Aetna Patient-Centered Medical Home Program

Description: 

Aetna's nationwide patient-centered medical home program has launched in several states, including New York, Massachussets, Connecticut, New Jersey, and Ohio; including a multi-year partnership with CMS Comprehensive Primary Care grantees. Primary care providers who participate in Aetna’s networks, who have been recognized by the National Committee for Quality Assurance (NCQA) as a Patient-Centered Medical Home, and who are not participating in other quality incentive programs with Aetna are being considered for the Patient-Centered Medical Home program in Massachusetts. Recognized providers will receive a quarterly Coordination of Care payment for each commercial (non-Medicare) Aetna member in their care.
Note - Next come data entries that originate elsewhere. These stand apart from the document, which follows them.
PR #1286, opened 2016-02-02
refactor(throttle): remove tryCatch/errorObject

saneyuki:
- This change is same kind of #1251.
- I have not benchmarked this yet. So this is purely refactoring to unify code style.
  - The current codebase does not have any benchmark about `throttle()`.
  - `throttle()` suppress the value traffic. How do we benchmark this without a throughput benchmark?

### DIFF
--- a/perf/micro/current-thread-scheduler/operators/throttle.js
+++ b/perf/micro/current-thread-scheduler/operators/throttle.js
@@ -1,0 +1,22 @@
+var RxOld = require('rx');
+var RxNew = require('../../../../index');
+
+module.exports = function (suite) {
+  // v4's `throttle()` does not accept a duration selector.
+  // So this test is just a sample for each revisions of RxNew.
+  var oldThrottleWithImmediateScheduler = RxOld.Observable.range(0, 25, RxOld.Scheduler.currentThread)
+    .throttle(1);
+  var newThrottleWithImmediateScheduler = RxNew.Observable.range(0, 25, RxNew.Scheduler.queue)
+    .throttle(function () { return RxNew.Observable.of(0); });
+
+  function _next(x) { }
+  function _error(e) { }
+  function _complete() { }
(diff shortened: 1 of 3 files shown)


blesh:
Can you flatten the first two commits? There's no reason for them to be separate, really. They're just TypeScript fixes.

saneyuki:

The NCQA-recognized Patient-Centered Medical Home practices are recognized for providing a number of services, including: improved access to care, such as the ability to reach health professionals outside normal business hours; proactive and planned preventive care (screenings, physicals, labs); improved access through e-mail, web or telephone visits; and access to nurses and other health care professionals, allowing more focused physician visits.

Payment Model: 

Primary care providers who participate in Aetna’s networks, who have been recognized by the National Committee for Quality Assurance (NCQA)* as a Patient-Centered Medical Home, and who are not participating in other quality incentive programs with Aetna will receive a quarterly Coordination of Care payment for each commercial (non-Medicare) Aetna member in their care.

Improved Health: 

Aetna Medicare Advantage members receiving care coordination services as part of this collaborative model required 43 percent less acute (critical) hospital care in 2010.